→ **WHAT THE TASK ASKS**:
For each line in the records that contains "ProposalsEnabled", make a copy.

→ **DATA LISTING**:
PR #303, opened 2023-08-15
Rework governance/ update admin-module NTRN-70

quasisamurai:
[TASK](https://hadronlabs.atlassian.net/browse/NTRN-70)

[Admin module PR](https://github.com/neutron-org/admin-module/pull/2)
[Neutron PR](https://github.com/neutron-org/neutron/pull/303)
[Neutron SDK PR](https://github.com/neutron-org/neutron-sdk/pull/107)
[Integration tests](https://github.com/neutron-org/neutron-integration-tests/pull/196)


app/app.go
```diff
@@ -688,17 +691,18 @@ func New(
...
 	app.CronKeeper.WasmMsgServer = wasmkeeper.NewMsgServerImpl(&app.WasmKeeper)
 	cronModule := cron.NewAppModule(appCodec, &app.CronKeeper)
 
-	if len(enabledProposals) != 0 {
-		app.AdminmoduleKeeper.Router().AddRoute(wasm.RouterKey, wasm.NewWasmProposalHandler(app.WasmKeeper, enabledProposals))
-	}
+	// TODO: enabled proposals?
+	//if len(enabledProposals) != 0 {
+	//	app.AdminmoduleKeeper.Router().AddRoute(wasm.RouterKey, wasm.NewWasmProposalHandler(app.WasmKeeper, enabledProposals))
+	//}
```
mmikev: TODO?

app/app.go
```diff
@@ -629,18 +629,21 @@ func New(
...
 	// register the proposal types
-	adminRouter := govv1beta1.NewRouter()
-	adminRouter.AddRoute(govtypes.RouterKey, govv1beta1.ProposalHandler).
+	adminRouterLegacy := govv1beta1.NewRouter()
+	adminRouterLegacy.AddRoute(govtypes.RouterKey, govv1beta1.ProposalHandler).
 		AddRoute(paramproposal.RouterKey, params.NewParamChangeProposalHandler(app.ParamsKeeper)).
 		AddRoute(upgradetypes.RouterKey, upgrade.NewSoftwareUpgradeProposalHandler(&app.UpgradeKeeper)).
 		AddRoute(ibchost.RouterKey, ibcclient.NewClientProposalHandler(app.IBCKeeper.ClientKeeper))
 
+	keeperModules := map[string]adminmodulemodulekeeper.RegisteredModuleUpdateParams{wasm.ModuleName: {UpdateParamsMsg: &wasmtypes.MsgUpdateParams{}}}
```
mmikev: There should be a comment what exactly this line does (basically we register here modules which params can be changed via admin-module)

mmikev: Also i guess there shouldn't be a wasm module only. But also all the modules we have on Neutron, except ICS

wasmbinding/message_plugin.go
```diff
@@ -399,60 +401,102 @@ func (m *CustomMessenger) performSubmitAdminProposal(ctx sdk.Context, contractAd
...
-			return nil, errors.Wrap(err, "failed to set content on ClearAdminProposal")
+		sdkMsg = &wasmtypes.MsgClearAdmin{
+			Sender:   authority,
+			Contract: p.Contract,
+		}
+	}
+
+	if proposal.ParamChangeNewProposal != nil {
+		p := proposal.ParamChangeNewProposal
+		myJsonString := fmt.Sprintf(`{"authority":"%s", "params": "%s"}`, authority, p.NewParams)
```
mmikev: I don't like using raw json string here.
I'm suggesting the following:
* make a field `UpdateParamsMsg` with type `sdk.Msg` in `ParamChangeNewProposal` structure;
* Here we must compare it with `m.AdminKeeper.RegisteredModulesUpdateParams[p.Module].UpdateParamsMsg` to be sure, that the proposed message is a message to update params for a particulare module;
* we must check that `UpdateParamsMsg.Signer()` equals to admin module address (because the module is registered as an authority for other modules);
* if everything is ok, pass the message to the admin-module;

So in that case to create a proposal for changing params in specific module, proposer must compose a proper `UpdateParams` msg for the module (where `authority` is an address of the `admin-module`), create a proposal in Neutron DAO with that message and after it passes, it is being executed and passed to admin-module.

@swelf19 wdyt?

pr0n00gler (changes requested):

app/app.go
```diff
@@ -688,17 +690,14 @@ func New(
...
-		authtypes.NewModuleAddress(govtypes.ModuleName).String(),
+		authtypes.NewModuleAddress(adminmodulemoduletypes.ModuleName).String(),
 		wasmOpts...,
 	)
 	wasmHooks.ContractKeeper = &app.WasmKeeper
 
 	app.CronKeeper.WasmMsgServer = wasmkeeper.NewMsgServerImpl(&app.WasmKeeper)
 	cronModule := cron.NewAppModule(appCodec, &app.CronKeeper)
 
-	if len(enabledProposals) != 0 {
```
mmikev, line 699: `enabledProposals` variable is not used anymore, remove it please

app/proposals_allowlisting.go
```diff
@@ -41,6 +36,20 @@ func isConsumerParamChangeWhitelisted(paramChanges []proposal.ParamChange) bool
 	return true
 }
 
+func isSdkMessageWhitelisted(msg sdk.Msg) bool {
```
mmikev, line 41: please add a comment what is the purpose of this method.

app/proposals_allowlisting.go
```diff
@@ -41,6 +36,20 @@ func isConsumerParamChangeWhitelisted(paramChanges []proposal.ParamChange) bool
...
+	switch msg.(type) {
```
mmikev, line 42: We definitely need to whitelist more messages here, but it's out of scope of this PR, will do it later

wasmbinding/message_plugin.go
```diff
@@ -295,6 +294,34 @@ func (m *CustomMessenger) submitTx(ctx sdk.Context, contractAddr sdk.AccAddress,
 }
 
 func (m *CustomMessenger) submitAdminProposal(ctx sdk.Context, contractAddr sdk.AccAddress, submitAdminProposal *bindings.SubmitAdminProposal) ([]sdk.Event, [][]byte, error) {
+	var data []byte
+	if submitAdminProposal.AdminProposal.ParamChangeProposal != nil || submitAdminProposal.AdminProposal.UpgradeProposal != nil || submitAdminProposal.AdminProposal.ClientUpdateProposal != nil {
```
mmikev: Please add a comment there why exactly we need that condition.

mmikev: Also i think it's cleaner to create a method `isLegacyProposal()` which does this check inside of it

wasmbinding/message_plugin.go
```diff
@@ -399,60 +399,56 @@ func (m *CustomMessenger) performSubmitAdminProposal(ctx sdk.Context, contractAd
...
-			Title:       p.Title,
-			Description: p.Description,
-			Contract:    p.Contract,
-		})
-		if err != nil {
-			return nil, errors.Wrap(err, "failed to set content on ClearAdminProposal")
-		}
+	var msg *admintypes.MsgSubmitProposal
+	var sdkMsgs []sdk.Msg
+	var sdkMsg sdk.Msg
```
mmikev:
```suggestion
	var (
	    msg *admintypes.MsgSubmitProposal
	    sdkMsgs []sdk.Msg
	    sdkMsg sdk.Msg
	)
	
```

wasmbinding/message_plugin.go
```diff
@@ -399,60 +399,56 @@ func (m *CustomMessenger) performSubmitAdminProposal(ctx sdk.Context, contractAd
...
+	cdc := m.AdminKeeper.Codec()
+	err = cdc.UnmarshalInterfaceJSON([]byte(proposal.ProposalExecuteMessage.Message), &sdkMsg)
+	if err != nil {
+		return nil, errors.Wrap(err, "failed to unmarshall incoming sdk message")
+	}
+
+	signers := sdkMsg.GetSigners()
+	if len(signers) != 1 {
+		return nil, errors.Wrap(err, "should be 1 signer")
```
mmikev:
```suggestion
		return nil, errors.Wrap(sdkerrors.ErrorInvalidSigner, "should be 1 signer")
```

wasmbinding/message_plugin.go
```diff
@@ -399,60 +399,56 @@ func (m *CustomMessenger) performSubmitAdminProposal(ctx sdk.Context, contractAd
...
+	}
+	if !signers[0].Equals(authority) {
+		return nil, errors.Wrap(err, "authority in incoming msg is not equal to admin module")
```
mmikev:
```suggestion
		return nil, errors.Wrap(sdkerrors.ErrUnauthorized, "authority in incoming msg is not equal to admin module")
```

wasmbinding/message_plugin.go
mmikev: These two conditions differ only in the method that should called (`m.performSubmitAdminProposalLegacy()` or `m.performSubmitAdminProposal()`). 

Logging and unmarshalling logic is the same for both conditions. Let's refactor to make it easier to read?

pr0n00gler (changes requested):

app/app.go
```diff
@@ -170,23 +169,6 @@ var (
 	EnableSpecificProposals = ""
 )
 
-// GetEnabledProposals parses the ProposalsEnabled / EnableSpecificProposals values to
-// produce a list of enabled proposals to pass into wasmd app.
-func GetEnabledProposals() []wasm.ProposalType {
```
swelf19, line 175: do you think its safe to remove `EnableSpecificProposals` and `ProposalsEnabled` variables. and also remove all mentions in Makefile

app/app.go
```diff
@@ -443,7 +424,7 @@ func New(
 		authtypes.ProtoBaseAccount,
 		maccPerms,
 		sdk.GetConfig().GetBech32AccountAddrPrefix(),
-		authtypes.NewModuleAddress(govtypes.ModuleName).String(),
+		authtypes.NewModuleAddress(adminmodulemoduletypes.ModuleName).String(),
```
NeverHappened: i feel like import names everywhere should be `adminmoduletypes` and `adminmodulekeeper`

wasmbinding/message_plugin.go
```diff
@@ -797,6 +777,12 @@ func (m *CustomMessenger) validateProposalQty(proposal *bindings.AdminProposal)
 
 	return fmt.Errorf("more than one admin proposal type is present in message")
```
sotnikov-s: please refactor it using switch statement

wasmbinding/message_plugin.go
```diff
@@ -295,7 +294,40 @@ func (m *CustomMessenger) submitTx(ctx sdk.Context, contractAddr sdk.AccAddress,
 }
 
 func (m *CustomMessenger) submitAdminProposal(ctx sdk.Context, contractAddr sdk.AccAddress, submitAdminProposal *bindings.SubmitAdminProposal) ([]sdk.Event, [][]byte, error) {
-	response, err := m.performSubmitAdminProposal(ctx, contractAddr, submitAdminProposal)
+	var data []byte
+	err := m.validateProposalQty(&submitAdminProposal.AdminProposal)
+	if err != nil {
+		return nil, nil, errors.Wrap(err, "failed to validate proposal quantity")
```
sotnikov-s: it's not failed to validate, it's the other way around: there was a validation and it was processed from the beginning to the end, but the argument didn't pass the validation. so I think it would be more meaningful just to return a "invalid proposal quantity" text here

wasmbinding/message_plugin.go
```diff
@@ -295,7 +294,40 @@ func (m *CustomMessenger) submitTx(ctx sdk.Context, contractAddr sdk.AccAddress,
...
+	}
+	// here we handle pre-sdk47 style of proposals: param change & upgrade/cancel
+	if m.isLegacyProposal(&submitAdminProposal.AdminProposal) {
+		resp, err := m.performSubmitAdminProposalLegacy(ctx, contractAddr, submitAdminProposal)
+		if err != nil {
+			ctx.Logger().Debug("performSubmitAdminProposalLegacy: failed to submitAdminProposal",
+				"from_address", contractAddr.String(),
+				"creator", contractAddr.String(),
```
sotnikov-s: do we need to log both `from_address` and `creator` given a fact they are the same?

wasmbinding/message_plugin.go
```diff
@@ -295,7 +294,40 @@ func (m *CustomMessenger) submitTx(ctx sdk.Context, contractAddr sdk.AccAddress,
...
+			return nil, nil, errors.Wrap(err, "failed to submit admin proposal legacy")
+		}
+		data, err = json.Marshal(resp)
+		if err != nil {
+			ctx.Logger().Error("json.Marshal: failed to marshal submitAdminProposalLegacy response to JSON",
+				"from_address", contractAddr.String(),
+				"creator", contractAddr.String(),
+				"error", err,
+			)
+			return nil, nil, errors.Wrap(err, "marshal json failed")
```
sotnikov-s, line 326: we never return any events from this func. can we remove the first return value?

wasmbinding/message_plugin.go
```diff
@@ -295,7 +294,40 @@ func (m *CustomMessenger) submitTx(ctx sdk.Context, contractAddr sdk.AccAddress,
 }
 
 func (m *CustomMessenger) submitAdminProposal(ctx sdk.Context, contractAddr sdk.AccAddress, submitAdminProposal *bindings.SubmitAdminProposal) ([]sdk.Event, [][]byte, error) {
```
swelf19: The only field from whole `bindings.SubmitAdminProposal` you are using is `AdminProposal`, may be its cleaner pass the field itself, not a whole struct

wasmbinding/message_plugin.go
```diff
@@ -399,60 +400,53 @@ func (m *CustomMessenger) performSubmitAdminProposal(ctx sdk.Context, contractAd
...
-		})
-		if err != nil {
-			return nil, errors.Wrap(err, "failed to set content on ClearAdminProposal")
-		}
+	signers := sdkMsg.GetSigners()
+	if len(signers) != 1 {
+		return nil, errors.Wrap(sdkerrors.ErrorInvalidSigner, "should be 1 signer")
+	}
+	if !signers[0].Equals(authority) {
+		return nil, errors.Wrap(sdkerrors.ErrUnauthorized, "authority in incoming msg is not equal to admin module")
```
swelf19, line 439: i'm not sure, authentication does make any sense this place.
1) We(chain) trust proposer
2) Proposer constructs a msg and can put any value in "signer" field.
3) only admin(dao) can execute this proposals

From my point of view, right place to do a validation is ` func (m AdminMsgServer) SubmitProposal(...)` method 
Because in general use you are not limited with wambindings, any admin is able to interact with `AdminMsgServer`
Also, this particular validation happens only after proposal has passed dao voting stage, am i right? It would be nice to simulate proposal during creation

wasmbinding/message_plugin.go
quasisamurai: no, bc there is such requirement  in `DispatchMsg` func

wasmbinding/message_plugin.go
quasisamurai: makes no sense for me.  it actually will reduce the code readability

app/app.go
quasisamurai: why it might be unsafe? wasm.ProposalType is basically deprecated

wasmbinding/message_plugin.go
```diff
@@ -294,42 +293,65 @@ func (m *CustomMessenger) submitTx(ctx sdk.Context, contractAddr sdk.AccAddress,
...
 		"from_address", contractAddr.String(),
-		"creator", contractAddr.String(),
 	)
 	return nil, [][]byte{data}, nil
 }
 
-func (m *CustomMessenger) performSubmitAdminProposal(ctx sdk.Context, contractAddr sdk.AccAddress, submitAdminProposal *bindings.SubmitAdminProposal) (*admintypes.MsgSubmitProposalResponse, error) {
-	msg := admintypes.MsgSubmitProposal{Proposer: contractAddr.String()}
-	proposal := submitAdminProposal.AdminProposal
+func (m *CustomMessenger) performSubmitAdminProposalLegacy(ctx sdk.Context, contractAddr sdk.AccAddress, adminProposal *bindings.AdminProposal) (*admintypes.MsgSubmitProposalLegacyResponse, error) {
```
sotnikov-s, line 359: god damn github multiline changes. here's another switch improvement from me :) couldn't make it the suggest changes way, so simply attaching a screenshot. 

I don't like the way we handle here non-nil proposal fields: check each of them sequentially with an ordinary if, not if-else statement. so from the first glance it looks like we can possibly mutate the msg content multiple times. I know that we validate it outside of the func so here it should be only one of the fields, but it's not good to split logic between the funcs in such a way. this simple improvement will make this concrete func self-sufficient in regard of proposal fields handling:
image

<details closed>
<summary>here's the whole func:</summary>

```golang
func (m *CustomMessenger) performSubmitAdminProposalLegacy(ctx sdk.Context, contractAddr sdk.AccAddress, adminProposal *bindings.AdminProposal) (*admintypes.MsgSubmitProposalLegacyResponse, error) {
	proposal := adminProposal
	msg := admintypes.MsgSubmitProposalLegacy{Proposer: contractAddr.String()}

	switch {
	case proposal.ParamChangeProposal != nil:
		p := proposal.ParamChangeProposal
		err := msg.SetContent(&paramChange.ParameterChangeProposal{
			Title:       p.Title,
			Description: p.Description,
			Changes:     p.ParamChanges,
		})
		if err != nil {
			return nil, errors.Wrap(err, "failed to set content on ParameterChangeProposal")
		}
	case proposal.UpgradeProposal != nil:
		p := proposal.UpgradeProposal
		err := msg.SetContent(&ibcclienttypes.UpgradeProposal{
			Title:       p.Title,
			Description: p.Description,
			Plan: softwareUpgrade.Plan{
				Name:   p.Plan.Name,
				Height: p.Plan.Height,
				Info:   p.Plan.Info,
			},
			UpgradedClientState: p.UpgradedClientState,
		})
		if err != nil {
			return nil, errors.Wrap(err, "failed to set content on UpgradeProposal")
		}
	case proposal.ClientUpdateProposal != nil:
		p := proposal.ClientUpdateProposal
		err := msg.SetContent(&ibcclienttypes.ClientUpdateProposal{
			Title:              p.Title,
			Description:        p.Description,
			SubjectClientId:    p.SubjectClientId,
			SubstituteClientId: p.SubstituteClientId,
		})
		if err != nil {
			return nil, errors.Wrap(err, "failed to set content on ClientUpdateProposal")
		}
	default:
		return nil, errors.Wrapf(sdkerrors.ErrInvalidRequest, "unexpected legacy admin proposal structure: %+v", proposal)
	}

	if err := msg.ValidateBasic(); err != nil {
		return nil, errors.Wrap(err, "failed to validate incoming SubmitAdminProposal message")
	}

	response, err := m.Adminserver.SubmitProposalLegacy(sdk.WrapSDKContext(ctx), &msg)
	if err != nil {
		return nil, errors.Wrap(err, "failed to submit proposal")
	}

	ctx.Logger().Debug("submit proposal legacy processed in msg server",
		"from_address", contractAddr.String(),
	)

	return response, nil
}
```

</details>

wasmbinding/message_plugin.go
```diff
@@ -399,60 +394,52 @@ func (m *CustomMessenger) performSubmitAdminProposal(ctx sdk.Context, contractAd
...
-		}
+	signers := sdkMsg.GetSigners()
+	if len(signers) != 1 {
+		return nil, errors.Wrap(sdkerrors.ErrorInvalidSigner, "should be 1 signer")
+	}
+	if !signers[0].Equals(authority) {
+		return nil, errors.Wrap(sdkerrors.ErrUnauthorized, "authority in incoming msg is not equal to admin module")
 	}
+	sdkMsgs = append(sdkMsgs, sdkMsg)
+	msg, err = admintypes.NewMsgSubmitProposal(sdkMsgs, contractAddr)
```
sotnikov-s: you can simplify the func by removing the sdkMsgs variable and simply passing the sdkMsg in this method as
```golang
admintypes.NewMsgSubmitProposal([]sdk.Msg{sdkMsg}, contractAddr)
```

sotnikov-s: unhandled error

wasmbinding/message_plugin.go
sotnikov-s: I agree on the fact such a validation belongs to the module, message plugin should make only the basic validation which is applicable for it and simply proxy messages to corresponding modules. We should have admin module specific validation in the admin module itself and only there so we 1) don't copy+paste -> maintain it more easy 2) don't put module specific logic to message plugin

wasmbinding/message_plugin.go
```diff
@@ -294,42 +293,65 @@ func (m *CustomMessenger) submitTx(ctx sdk.Context, contractAddr sdk.AccAddress,
...
 
-func (m *CustomMessenger) submitAdminProposal(ctx sdk.Context, contractAddr sdk.AccAddress, submitAdminProposal *bindings.SubmitAdminProposal) ([]sdk.Event, [][]byte, error) {
-	response, err := m.performSubmitAdminProposal(ctx, contractAddr, submitAdminProposal)
+func (m *CustomMessenger) submitAdminProposal(ctx sdk.Context, contractAddr sdk.AccAddress, adminProposal *bindings.AdminProposal) ([]sdk.Event, [][]byte, error) {
+	var data []byte
+	err := m.validateProposalQty(adminProposal)
+	if err != nil {
+		return nil, nil, errors.Wrap(err, "failed to validate proposal quantity")
+	}
+	// here we handle pre-sdk47 style of proposals: param change & upgrade/cancel
```
sotnikov-s: > param change & upgrade/cancel

`param change, upgrade, client update`?

app/app.go
```diff
@@ -612,7 +593,7 @@ func New(
 		app.BankKeeper,
 		// 25% of rewards should be sent to the redistribute address
 		rewardsaddressprovider.NewFixedAddressRewardsAddressProvider(app.AccountKeeper.GetModuleAddress(ccvconsumertypes.ConsumerRedistributeName)),
-		authtypes.NewModuleAddress(govtypes.ModuleName).String(),
+		authtypes.NewModuleAddress(adminmodulemoduletypes.ModuleName).String(),
```
NeverHappened: maybe `adminmoduletypes`?

wasmbinding/message_plugin.go
```diff
@@ -399,60 +394,55 @@ func (m *CustomMessenger) performSubmitAdminProposal(ctx sdk.Context, contractAd
...
+
+	return response, nil
+}
+
+func (m *CustomMessenger) performSubmitAdminProposal(ctx sdk.Context, contractAddr sdk.AccAddress, adminProposal *bindings.AdminProposal) (*admintypes.MsgSubmitProposalResponse, error) {
+	proposal := adminProposal
+	authority := authtypes.NewModuleAddress(admintypes.ModuleName)
+	var (
+		msg     *admintypes.MsgSubmitProposal
+		sdkMsgs []sdk.Msg
```
NeverHappened: unused

app/app.go
```diff
@@ -114,10 +113,10 @@ import (
 	tokenfactorykeeper "github.com/neutron-org/neutron/x/tokenfactory/keeper"
 	tokenfactorytypes "github.com/neutron-org/neutron/x/tokenfactory/types"
 
-	adminmodulemodule "github.com/cosmos/admin-module/x/adminmodule"
+	"github.com/cosmos/admin-module/x/adminmodule"
 	adminmodulecli "github.com/cosmos/admin-module/x/adminmodule/client/cli"
-	adminmodulemodulekeeper "github.com/cosmos/admin-module/x/adminmodule/keeper"
-	adminmodulemoduletypes "github.com/cosmos/admin-module/x/adminmodule/types"
+	adminmodulekeeper "github.com/cosmos/admin-module/x/adminmodule/keeper"
+	admintypes "github.com/cosmos/admin-module/x/adminmodule/types"
```
NeverHappened: adminmoduletypes

NeverHappened (commented):
There are lots of `app.GetEnabledProposals(),` in testing code that needs to be fixed

pr0n00gler (approved):

sotnikov-s (approved):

→ **OUTPUT FOR THIS TASK**:
-// GetEnabledProposals parses the ProposalsEnabled / EnableSpecificProposals values to
swelf19, line 175: do you think its safe to remove `EnableSpecificProposals` and `ProposalsEnabled` variables. and also remove all mentions in Makefile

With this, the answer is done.